Exercise prompt:
Among the records below, count the lines where "material" occurs, and report that total alone.

:: Input data

PR #1153, opened 2026-06-01
Add support for AccountCryptographicState on auth response

dani-garcia:
## 📔 Objective

Expose `wrapped_account_crypto_state: Option<WrappedAccountCryptographicState>` on `LoginSuccessResponse`, now that https://bitwarden.atlassian.net/browse/PM-30222 is complete.

Supporting changes:
- New `LoginResponseError` enum composing `MasterPasswordError` and `AccountKeysResponseParseError`, used as the `TryFrom<LoginSuccessApiResponse>::Error`. We could have probably used `LoginErrorApiResponse` directly here, but I decided to keep the API specific error and the model parsing error separate. 
- `LoginErrorApiResponse` collapses its three explicit `From` impls (`reqwest::Error`, `reqwest_middleware::Error`, `MasterPasswordError`) into a single blanket `impl<T: std::error::Error>` to also support the new `LoginResponseError`.

### DIFF
--- a/crates/bitwarden-auth/src/login/api/response/login_error_api_response.rs
+++ b/crates/bitwarden-auth/src/login/api/response/login_error_api_response.rs
@@ -1,4 +1,3 @@
-use bitwarden_core::key_management::MasterPasswordError;
 use serde::Deserialize;
 
 #[derive(Deserialize, PartialEq, Eq, Debug)]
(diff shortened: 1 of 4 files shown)


JaredSnider-Bitwarden (approved):
Thank you for fixing this for us and adding the extra, requested tests! LGTM!

PR #1156, opened 2026-06-02
Migrate call sites to bitwarden_logging::instrument

coroiu:
## 🎟️ Tracking

Follow-up to #1139, which added `#[bitwarden_logging::instrument]` and the
`tracing_instrument` dylint but intentionally left migration of existing call
sites for later.

## 📔 Objective

Migrates existing call sites off `tracing::instrument` / bare `#[instrument]`
onto the fully-qualified `#[bitwarden_logging::instrument]` wrapper (which
enforces `skip_all` by default), and flips the `tracing_instrument` lint
default from `allow` to `warn` so regressions are caught going forward.

Swept this PR:

- **bitwarden-core**
- **bitwarden-vault**
- **bitwarden-user-crypto-management**

### Migration rules applied

- `skip_all` sites: dropped `skip_all` (the wrapper enforces it); `err`,
  `name`, `level`, and existing `fields(...)` flow through unchanged.
- `skip(specific args)` sites: the macro skips *all* args, so the arguments
  that were previously logged by default are re-expressed as explicit
  `fields(name = ?expr)` opt-ins. Span fields are therefore unchanged; the
  only difference is that the logging is now explicit at the call site. The
  re-added fields are non-sensitive key-slot ids / KDF config (never key
  material).
- Removed the now-unused `use tracing::instrument;` imports and write the
  attribute fully-qualified so the `skip_all` safety property is visible at
  every call site.

### Lint default

Flipped `TRACING_INSTRUMENT` from `Allow` to `Warn`. **bitwarden-crypto** is
deliberately *not* migrated here and is opted out with a crate-level
`#![allow(unknown_lints, tracing_instrument)]`: its `dangerous-crypto-debug`
sites intentionally log key material, which has to be re-expressed as explicit
`fields(...)` opt-ins under the wrapper's `skip_all` default. That conversion
deserves its own focused, security-reviewed PR.

## ⏭️ Follow-up

- Migrate **bitwarden-crypto** (including the `dangerous-crypto-debug`
  dual-arm sites) and remove the crate-level allow.

## 🚨 Breaking Changes

None. Public APIs are unchanged; this only affects tracing span fields, which
remain identical to before.


coroiu:
Superseded by #1194 (rebased onto latest main, renamed branch `arch/migrate-instrument` → `coroiu/migrate-instrument`).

::::

Task solution:
2